_EXERCISE AIM_.
Copies of all lines containing the string "options" are needed from the data below.
Start of DATA EXTRACT
PR #720, opened 2020-11-11
shuts down all contexts on sigint; remove g_sigint_gc

koonpeng:
This changes the SIGINT handler to only run when no other handlers are installed, it also shuts down all contexts instead of just the default context.

This also fix a bug where a context is not properly shutdown in the sigint handler, with this bug fixed there should no longer be a need to explicitly call `process.exit` in the handler, we will let node exit gracefully when all work in the event loop are finished.

Discussion:
I make the signal handler run only when no other handlers are installed, I did this because maybe an application would want to handle SIGINT differently and not shutdown rclnodejs. But doing this has the side effect that if the app installs a signal handler to clean up it's own resource and it expects rclnodejs to cleanup itself (because that is the behavior when no handlers is installed), rclnodejs's handler would not run.

So given this scenario, I wonder if it is better to
* Run the handler only when it is the only one installed, has the side effect mentioned above.
* Run the handler regardless, apps that wants it's own SIGINT behavior that does not clean things up would have to remove rclnodejs's handler.
* Do not install signal handlers. Users may be confused why ctrl+c does not work by default.

### DIFF
--- a/index.js
+++ b/index.js
@@ -184,7 +184,7 @@ let rcl = {
     nodeName,
     namespace = '',
     context = Context.defaultContext(),
-    options = NodeOptions.defaultOptions,
+    options = NodeOptions.defaultOptions
   ) {
     if (typeof nodeName !== 'string' || typeof namespace !== 'string') {
       throw new TypeError('Invalid argument.');
@@ -208,6 +208,7 @@ let rcl = {
 
   /**
    * Init the module.
+   *
    * @param {Context} context - The context, default is Context.defaultContext().
    * @param {string[]} argv - Process commandline arguments.
    * @return {Promise<undefined>} A Promise.
@@ -405,15 +406,26 @@ let rcl = {
   createMessageObject(type) {
     return this.createMessage(type).toPlainObject();
   },
+
+  /**
+   * Removes the default signal handler installed by rclnodejs. After calling this, rclnodejs
+   * will no longer clean itself up when a SIGINT is received, it is the application's
+   * responsibility to properly shut down all nodes and contexts.
+   *
+   * Application which wishes to implement its own signal handler logic should call this.
+   * @returns {undefined}
+   */
+  removeSignalHandlers() {
+    process.removeListener('SIGINT', _sigHandler);
+  },
 };
 
 const _sigHandler = () => {
+  // shuts down all live contexts. Applications which wishes to use their own signal handlers
+  // should call `rclnodejs.removeSignalHandlers`.
   debug('Catch ctrl+c event and will cleanup and terminate.');
-  // only run when no other signal handlers are installed
-  if (process.listenerCount('SIGINT') === 1 && process.listeners('SIGINT')[0] === _sigHandler) {
-    for (let ctx of rcl._contextToNodeArrayMap.keys()) {
-      rcl.shutdown(ctx);
-    }
+  for (let ctx of rcl._contextToNodeArrayMap.keys()) {
+    rcl.shutdown(ctx);
   }
 };
 process.on('SIGINT', _sigHandler);
--- a/index.js
+++ b/index.js
@@ -184,7 +184,7 @@ let rcl = {
     nodeName,
     namespace = '',
     context = Context.defaultContext(),
-    options = NodeOptions.defaultOptions
+    options = NodeOptions.defaultOptions,
   ) {
     if (typeof nodeName !== 'string' || typeof namespace !== 'string') {
       throw new TypeError('Invalid argument.');
@@ -407,11 +407,16 @@ let rcl = {
   },
 };
 
-process.on('SIGINT', () => {
+const _sigHandler = () => {
   debug('Catch ctrl+c event and will cleanup and terminate.');
-  rcl.shutdown();
-  process.exit(0);
-});
+  // only run when no other signal handlers are installed
+  if (process.listenerCount('SIGINT') === 1 && process.listeners('SIGINT')[0] === _sigHandler) {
End of DATA EXTRACT
_RESPONSE TO THIS EXERCISE_.
-    options = NodeOptions.defaultOptions,
+    options = NodeOptions.defaultOptions
-    options = NodeOptions.defaultOptions
+    options = NodeOptions.defaultOptions,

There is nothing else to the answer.